DeepInfra was founded in September 2022 in Palo Alto by Nikola Borisov, Yessenzhar Kanapin, and Georgios Papoutsis, engineers with deep backgrounds in large-scale networking and distributed systems. Their thesis was straightforward: as open-source models matured, the bottleneck for most companies would not be access to weights but the cost and operational burden of serving those models reliably at high throughput. DeepInfra was built to make running inference as simple as calling an API while keeping the per-token price as low as possible.
The platform exposes a large catalog of open models, including popular LLMs, embedding models, text-to-image models, and speech-to-text systems, each available behind an OpenAI-compatible endpoint. Developers pay only for what they use, billed by tokens or by compute time for image and audio workloads. Behind the API, DeepInfra manages GPU clusters, batching, and autoscaling, absorbing the complexity of capacity planning and keeping utilization high enough to sustain aggressive pricing.

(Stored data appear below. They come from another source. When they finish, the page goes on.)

PR #151, opened 2026-05-15
Fix xsf regressions

rgommers:
Multiple fixes for regressions I ran into in SciPy on Linux aarch64 with GCC 14.3.0 from conda-forge.

Individual commit messages contain more details. For the `nan`-related issues in `debugoptimized` build mode triggering with `_GLIBCXX_ASSERTIONS`, that is essentially the same as was fixed and tested for in gh-95. That testing looks incomplete, given that I found two more segfaults in the `scipy.special` test suite. Given the heavy use of `std::exp(complex`, there are likely more such issues.

_Draft PR because I'd like to test that these fixes are fine both in `xsf` and `scipy` CI first._

#### AI Generation Disclosure

Diagnosed and fixes drafted with heavy help from Claude Opus 4.7.

### DIFF
--- a/.github/workflows/tests.yml
+++ b/.github/workflows/tests.yml
@@ -20,7 +20,7 @@ jobs:
       fail-fast: false
       matrix:
         environment: [tests-ci]
-        runs-on: [ubuntu-latest, macos-latest, windows-latest]
+        runs-on: [ubuntu-latest, ubuntu-24.04-arm, macos-latest, windows-latest]
 
     steps:
       - uses: actions/checkout@11bd71901bbe5b1630ceea73d27597364c9af683 # v4.2.2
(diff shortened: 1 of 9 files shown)


steppi:
Thanks for taking care of this @rgommers! This is great. Everything here looks sound.

steppi:
We have jobs that run CI in debug mode already and it seems we just need to add `ubuntu-24.04-arm` to the matrices here: https://github.com/scipy/xsf/blob/main/.github/workflows/tests.yml to get proper tests for this PR.

steppi:
Most of the linux_aarch64 failures just need tolerance bumps; it's just a case of not having tolerances tables for that specific platform. The `gamma` failures look real but unrelated. I don't think any of these failures are blockers for this PR. It' will be annoying that so many jobs will be red in CI, so I will try to add more platform specific tolerance files sooner than later.

rgommers:
> I don't think any of these failures are blockers for this PR.

This is blocking for the scipy 1.18.0rc1 next week, so it'd be good to get this in soon (ideally by tomorrow).

steppi:
Thanks Ralf! In it goes, everything looks good here.

PR #143, opened 2026-05-10
ENH: Improve j1 for large inputs

dschmitz89:
#### Reference issue
Towards https://github.com/scipy/scipy/issues/22706

#### What does this implement/fix?
Improve numerical stability for large inputs in $j1$ the same wa as #131 and #140.

#### Additional information
This PR again boils down to rewriting a trigonometrical expression. I used Wolfram Alpha to do that for me [here](https://www.wolframalpha.com/input?i=p+*+cos%28x-%283pi%2F4%29%29+%2B+w+*+q+*+sin%28x-%283pi%2F4%29%29) which yields the following screenshot:

image

Since this is the same pattern as #131 and #140 I went with a cutoff of 10 again. If requested, I can run a benchmark against mpmath to determine a suitable cutoff but I am quite confident that it will also yield something similar to 10.

#### AI Generation Disclosure
Copilot helped with test data generation and using them in the tests.

PR #152, opened 2026-05-16
ENH: use leading-order approximation for j1 at small |x|

dschmitz89:
#### Reference issue
Towards https://github.com/scipy/scipy/issues/22706

Fixes the $j1$ function in the far left tail using the suggestion $x/2$ for $x<sqrt(eps)$.

#### Additional information
I attach a crude testing script that establishes $sqrt(epsilon)$ as a suitable cutoff point.

<details><summary>Details</summary>
<p>

```python
import numpy as np
import matplotlib.pyplot as plt
from mpmath import mp
from scipy.special import j1

mp.dps = 1000

@np.vectorize
def mpmath_j1(x):
    x = mp.mpf(x)
    return float(mp.besselj(1, x))

min_subnormal = 2**(-1074)
x_values = np.logspace(np.log10(min_subnormal), 1, num=5000)
mpmath_results = mpmath_j1(x_values)
scipy_results = j1(x_values)
x_half = 0.5 * x_values
relative_errors_j1 = np.abs(mpmath_results - scipy_results) / np.abs(mpmath_results)
relative_errors_x_half = np.abs(mpmath_results - x_half) / np.abs(mpmath_results)
j1_better = relative_errors_j1 < relative_errors_x_half
print(f"First x value where j1 is better: {x_values[j1_better][0]}")
plt.figure(figsize=(10, 6))
#plt.loglog(x_values, relative_errors_j1, label='j1', color='blue')
plt.loglog(x_values, relative_errors_x_half, label='0.5 * x', color='green', linestyle='dashed')
#plt.title('Comparison of mpmath.j1 and scipy.special.j1')
plt.xlabel('x')
plt.ylabel('relative error')
plt.grid()
plt.legend()
plt.show()
``` 

</p>
</details> 

#### AI Generation Disclosure
AI was used to write the test cases. The actual test case values were manually created.

### DIFF
--- a/tests/xsf_tests/test_j1_left_tail.cpp
+++ b/tests/xsf_tests/test_j1_left_tail.cpp
@@ -1,0 +1,65 @@
+#include "../testing_utils.h"
+#include <xsf/cephes/j1.h>
+
+TEST_CASE("j1 left tail subnormal-input", "[j1][xsf_tests]") {
+    using test_case = std::tuple<double, double>;
+    // Reference values computed with mpmath with 1000 digits of precision:
+    //
+    // import math
+    // import mpmath as mp
+    // mp.mp.dps = 1000
+    // xs = np.logspace(np.log10(2**(-1074)), np.log10(np.finfo(np.float64).tiny), num=10)
+    // for x in xs:
+    //     print(x, mp.nstr(mp.besselj(1, x), 15))
+
+    auto [x, ref] = GENERATE(
+        test_case{5e-324, 0.0}, test_case{2.7e-322, 1.4e-322}, test_case{1.487e-320, 7.436e-321},
+        test_case{8.159e-319, 4.0795e-319}, test_case{4.4763326e-317, 2.2381663e-317},
+        test_case{2.4558778e-315, 1.2279389e-315}, test_case{1.3473833403e-313, 6.736916702e-314},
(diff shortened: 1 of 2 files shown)


fbourgey (commented):
I did a quick check and this looks good to me:

- The PR is a bit of a misnomer. I would avoid `far left tail` and use something like `ENH: use leading-order approximation for j1 at small |x|`.
- I guess the same patch could be used for j0, y1, etc?

dschmitz89:
> I did a quick check and this looks good to me:
> 
> * The PR is a bit of a misnomer. I would avoid `far left tail` and use something like `ENH: use leading-order approximation for j1 at small |x|`.

Good suggestion, done.

> * I guess the same patch could be used for j0, y1, etc?

Acc. to https://github.com/scipy/scipy/issues/22705 at least j0 does not suffer from this issue. y1 likely will, for higher orders I do not know. Still, I would not prioritise this highly as the precision issue mainly occurred in the subnormal regime. I am pretty sure that there are few real use cases for such tiny values. My main motivation for this PR was to close the SciPy issue as it is a quick (but small) win. A more important issue is the stability of y1 for large inputs (similar to #143 ) in my opinion.

tests/xsf_tests/test_j1_left_tail.cpp
steppi, line 1: The PR title / commit name were fixed, but it looks like "left-tail" language still snuck its way in here in the test name.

For teams that need isolation or custom models, DeepInfra also offers dedicated deployments where a specific model runs on reserved GPUs. This gives predictable latency and throughput for production traffic while retaining the simplicity of the managed platform. The company emphasizes throughput and price-performance as its core differentiators against both hyperscalers and other inference startups.
DeepInfra's funding accelerated alongside demand for inference capacity. It raised an $8 million seed, an $18 million Series A in April 2025 led by Felicis and Georges Harik, and a $107 million Series B co-led by 500 Global and Georges Harik, with participation from A.Capital Ventures, Crescent Cove, Felicis, NVIDIA, Peak6, Samsung Next, Supermicro, and Upper90, bringing total funding above $130 million. NVIDIA's participation reflects the strategic importance of inference-focused neoclouds that drive GPU consumption.
The company sits in a competitive segment alongside other serverless inference providers, but its emphasis on raw price-per-token and a broad open-model catalog makes it attractive to developers and startups building high-volume AI products who want to avoid both vendor lock-in and the overhead of self-hosting GPUs.